• [Exercise directions]
Look through the records and copy each line with the string "support" in it.

(Records to process begins)

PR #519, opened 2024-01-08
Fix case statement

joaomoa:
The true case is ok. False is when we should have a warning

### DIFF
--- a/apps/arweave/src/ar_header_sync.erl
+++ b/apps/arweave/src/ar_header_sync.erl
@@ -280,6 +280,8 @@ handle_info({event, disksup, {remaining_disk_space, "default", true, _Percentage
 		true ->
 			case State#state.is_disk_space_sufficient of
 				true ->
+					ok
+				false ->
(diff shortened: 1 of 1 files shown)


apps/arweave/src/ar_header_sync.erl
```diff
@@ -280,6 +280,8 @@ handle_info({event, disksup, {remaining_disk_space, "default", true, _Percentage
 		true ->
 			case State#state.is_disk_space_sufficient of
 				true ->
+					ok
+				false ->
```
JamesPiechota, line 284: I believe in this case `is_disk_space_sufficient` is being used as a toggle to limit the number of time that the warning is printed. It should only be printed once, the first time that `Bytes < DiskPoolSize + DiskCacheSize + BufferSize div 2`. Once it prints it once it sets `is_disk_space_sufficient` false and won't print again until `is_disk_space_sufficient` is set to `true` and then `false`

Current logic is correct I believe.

(Records to process ends)
(Records to process begins)

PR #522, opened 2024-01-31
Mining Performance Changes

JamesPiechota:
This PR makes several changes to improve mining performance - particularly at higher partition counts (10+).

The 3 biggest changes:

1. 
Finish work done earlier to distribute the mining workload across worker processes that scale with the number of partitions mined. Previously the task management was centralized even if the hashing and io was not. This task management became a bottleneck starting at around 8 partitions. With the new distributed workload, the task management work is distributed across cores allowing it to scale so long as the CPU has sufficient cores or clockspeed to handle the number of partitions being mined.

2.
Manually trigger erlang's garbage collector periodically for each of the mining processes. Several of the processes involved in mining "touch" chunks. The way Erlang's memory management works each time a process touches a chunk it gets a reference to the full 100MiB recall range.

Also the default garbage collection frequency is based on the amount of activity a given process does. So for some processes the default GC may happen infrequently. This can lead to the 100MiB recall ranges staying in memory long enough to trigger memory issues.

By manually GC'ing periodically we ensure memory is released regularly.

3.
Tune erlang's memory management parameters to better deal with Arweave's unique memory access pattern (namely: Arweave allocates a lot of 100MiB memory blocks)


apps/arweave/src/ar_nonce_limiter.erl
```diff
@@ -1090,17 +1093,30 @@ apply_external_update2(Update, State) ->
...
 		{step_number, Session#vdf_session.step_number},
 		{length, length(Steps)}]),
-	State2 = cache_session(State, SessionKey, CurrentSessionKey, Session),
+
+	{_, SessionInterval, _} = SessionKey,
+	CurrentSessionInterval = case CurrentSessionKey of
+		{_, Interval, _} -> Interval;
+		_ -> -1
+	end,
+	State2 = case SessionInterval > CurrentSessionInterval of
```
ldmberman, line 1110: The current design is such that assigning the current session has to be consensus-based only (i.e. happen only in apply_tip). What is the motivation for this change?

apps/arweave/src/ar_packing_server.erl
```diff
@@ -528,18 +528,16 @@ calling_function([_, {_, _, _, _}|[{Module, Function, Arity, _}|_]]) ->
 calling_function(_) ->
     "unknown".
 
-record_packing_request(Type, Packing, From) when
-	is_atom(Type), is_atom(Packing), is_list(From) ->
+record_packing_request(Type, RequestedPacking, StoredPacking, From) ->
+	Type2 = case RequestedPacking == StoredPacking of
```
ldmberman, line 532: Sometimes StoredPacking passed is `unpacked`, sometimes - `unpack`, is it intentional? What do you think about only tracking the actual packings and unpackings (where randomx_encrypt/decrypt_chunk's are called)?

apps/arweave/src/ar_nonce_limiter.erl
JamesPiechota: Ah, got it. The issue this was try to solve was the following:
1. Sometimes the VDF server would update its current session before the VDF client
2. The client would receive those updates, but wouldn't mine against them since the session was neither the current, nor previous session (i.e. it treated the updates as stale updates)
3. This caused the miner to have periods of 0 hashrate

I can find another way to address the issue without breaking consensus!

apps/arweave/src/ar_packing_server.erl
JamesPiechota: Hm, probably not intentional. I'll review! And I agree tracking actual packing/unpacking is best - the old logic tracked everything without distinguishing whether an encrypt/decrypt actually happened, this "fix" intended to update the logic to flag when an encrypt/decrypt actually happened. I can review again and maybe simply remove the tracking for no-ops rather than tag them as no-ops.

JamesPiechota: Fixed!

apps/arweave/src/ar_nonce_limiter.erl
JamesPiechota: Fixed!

(Records to process ends)
(Records to process begins)

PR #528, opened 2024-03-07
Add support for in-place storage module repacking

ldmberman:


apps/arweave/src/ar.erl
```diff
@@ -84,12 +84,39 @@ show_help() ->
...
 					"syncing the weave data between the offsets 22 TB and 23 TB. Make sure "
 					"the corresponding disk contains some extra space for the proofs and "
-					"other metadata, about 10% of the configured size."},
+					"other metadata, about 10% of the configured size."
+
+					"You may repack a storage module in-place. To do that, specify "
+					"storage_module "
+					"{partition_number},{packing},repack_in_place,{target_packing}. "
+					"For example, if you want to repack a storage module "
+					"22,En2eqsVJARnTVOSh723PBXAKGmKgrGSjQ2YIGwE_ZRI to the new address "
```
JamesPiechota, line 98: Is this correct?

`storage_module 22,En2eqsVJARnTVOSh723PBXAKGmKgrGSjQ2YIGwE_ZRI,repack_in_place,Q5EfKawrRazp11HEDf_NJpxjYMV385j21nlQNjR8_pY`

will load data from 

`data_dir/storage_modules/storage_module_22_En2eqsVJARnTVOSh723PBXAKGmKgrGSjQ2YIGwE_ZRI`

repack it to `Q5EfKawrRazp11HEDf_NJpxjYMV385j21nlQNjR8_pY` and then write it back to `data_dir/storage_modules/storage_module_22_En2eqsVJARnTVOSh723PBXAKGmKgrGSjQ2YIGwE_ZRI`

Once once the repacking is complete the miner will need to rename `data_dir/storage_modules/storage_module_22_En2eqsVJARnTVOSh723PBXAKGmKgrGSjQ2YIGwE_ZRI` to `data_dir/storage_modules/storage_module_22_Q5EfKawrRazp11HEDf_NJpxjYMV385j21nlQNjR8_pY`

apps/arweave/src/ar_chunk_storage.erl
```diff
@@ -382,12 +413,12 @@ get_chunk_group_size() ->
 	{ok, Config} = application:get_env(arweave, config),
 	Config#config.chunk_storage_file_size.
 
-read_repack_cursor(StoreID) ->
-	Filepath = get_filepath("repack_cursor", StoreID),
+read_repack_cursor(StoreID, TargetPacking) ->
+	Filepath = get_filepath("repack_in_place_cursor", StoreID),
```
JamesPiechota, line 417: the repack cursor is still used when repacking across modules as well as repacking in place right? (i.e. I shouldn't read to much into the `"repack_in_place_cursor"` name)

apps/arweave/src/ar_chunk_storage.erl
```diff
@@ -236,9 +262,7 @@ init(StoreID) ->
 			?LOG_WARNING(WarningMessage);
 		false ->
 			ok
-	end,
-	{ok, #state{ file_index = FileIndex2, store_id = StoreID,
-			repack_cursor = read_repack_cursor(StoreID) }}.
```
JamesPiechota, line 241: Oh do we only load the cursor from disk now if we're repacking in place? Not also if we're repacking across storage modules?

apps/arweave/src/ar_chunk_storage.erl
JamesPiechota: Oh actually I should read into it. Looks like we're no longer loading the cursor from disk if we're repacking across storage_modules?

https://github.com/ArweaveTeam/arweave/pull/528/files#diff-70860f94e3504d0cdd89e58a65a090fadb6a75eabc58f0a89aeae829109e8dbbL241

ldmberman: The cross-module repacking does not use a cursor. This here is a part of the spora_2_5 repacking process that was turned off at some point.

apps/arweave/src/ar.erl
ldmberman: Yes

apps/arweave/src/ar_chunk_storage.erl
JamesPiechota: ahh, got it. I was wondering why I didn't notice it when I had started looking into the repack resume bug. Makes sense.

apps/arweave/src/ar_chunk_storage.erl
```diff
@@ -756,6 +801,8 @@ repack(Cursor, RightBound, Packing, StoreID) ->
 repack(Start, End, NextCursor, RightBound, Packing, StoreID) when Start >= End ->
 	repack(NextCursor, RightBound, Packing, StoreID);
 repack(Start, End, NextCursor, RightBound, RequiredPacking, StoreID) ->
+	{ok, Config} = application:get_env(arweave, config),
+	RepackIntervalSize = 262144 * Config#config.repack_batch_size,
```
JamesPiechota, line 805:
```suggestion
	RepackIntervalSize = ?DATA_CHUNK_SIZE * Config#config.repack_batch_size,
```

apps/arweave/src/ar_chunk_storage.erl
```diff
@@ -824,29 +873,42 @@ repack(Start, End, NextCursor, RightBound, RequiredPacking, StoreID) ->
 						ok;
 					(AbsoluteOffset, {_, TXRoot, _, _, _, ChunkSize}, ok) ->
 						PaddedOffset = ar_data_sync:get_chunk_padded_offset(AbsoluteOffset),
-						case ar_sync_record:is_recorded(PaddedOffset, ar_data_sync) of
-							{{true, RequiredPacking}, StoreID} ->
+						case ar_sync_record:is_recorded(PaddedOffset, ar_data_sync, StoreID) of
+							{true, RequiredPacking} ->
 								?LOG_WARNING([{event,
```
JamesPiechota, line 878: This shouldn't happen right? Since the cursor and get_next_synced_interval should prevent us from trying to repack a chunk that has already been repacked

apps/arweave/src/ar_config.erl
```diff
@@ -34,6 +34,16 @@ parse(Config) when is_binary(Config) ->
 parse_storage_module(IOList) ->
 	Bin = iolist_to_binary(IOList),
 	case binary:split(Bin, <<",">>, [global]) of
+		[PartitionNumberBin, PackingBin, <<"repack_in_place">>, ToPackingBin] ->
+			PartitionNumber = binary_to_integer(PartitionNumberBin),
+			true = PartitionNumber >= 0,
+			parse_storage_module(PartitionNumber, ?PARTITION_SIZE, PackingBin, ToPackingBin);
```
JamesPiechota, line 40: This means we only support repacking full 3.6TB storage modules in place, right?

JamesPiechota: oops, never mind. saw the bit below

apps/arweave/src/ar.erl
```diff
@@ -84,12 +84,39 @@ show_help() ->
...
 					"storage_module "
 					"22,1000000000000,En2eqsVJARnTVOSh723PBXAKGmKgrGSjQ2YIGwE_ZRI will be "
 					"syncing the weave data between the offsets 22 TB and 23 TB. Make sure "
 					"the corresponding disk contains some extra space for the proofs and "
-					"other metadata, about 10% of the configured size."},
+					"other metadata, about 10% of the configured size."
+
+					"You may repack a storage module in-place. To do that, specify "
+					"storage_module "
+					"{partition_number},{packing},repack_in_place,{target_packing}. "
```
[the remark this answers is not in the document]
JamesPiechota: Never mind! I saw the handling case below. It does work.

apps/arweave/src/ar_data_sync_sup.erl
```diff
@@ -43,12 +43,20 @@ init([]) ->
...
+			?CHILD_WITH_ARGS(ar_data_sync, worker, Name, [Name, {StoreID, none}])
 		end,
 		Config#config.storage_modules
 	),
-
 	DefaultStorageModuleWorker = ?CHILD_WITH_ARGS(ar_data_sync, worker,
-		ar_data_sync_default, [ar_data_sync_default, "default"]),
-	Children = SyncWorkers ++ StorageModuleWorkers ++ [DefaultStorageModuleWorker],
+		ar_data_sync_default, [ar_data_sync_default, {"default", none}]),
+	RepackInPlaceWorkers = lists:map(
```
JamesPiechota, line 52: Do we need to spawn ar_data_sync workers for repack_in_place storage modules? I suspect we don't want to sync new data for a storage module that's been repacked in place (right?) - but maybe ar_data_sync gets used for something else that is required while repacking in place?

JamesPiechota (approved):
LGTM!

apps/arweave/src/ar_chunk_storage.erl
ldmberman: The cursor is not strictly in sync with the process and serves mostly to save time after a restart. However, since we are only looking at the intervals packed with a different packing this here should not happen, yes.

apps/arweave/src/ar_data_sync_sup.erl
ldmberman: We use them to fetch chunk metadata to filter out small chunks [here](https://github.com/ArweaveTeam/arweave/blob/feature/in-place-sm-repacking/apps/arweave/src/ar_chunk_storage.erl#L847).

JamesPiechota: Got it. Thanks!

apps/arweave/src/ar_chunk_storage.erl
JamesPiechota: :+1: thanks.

(Records to process ends)

• [Solution to this problem]
Add support for in-place storage module repacking
JamesPiechota, line 40: This means we only support repacking full 3.6TB storage modules in place, right?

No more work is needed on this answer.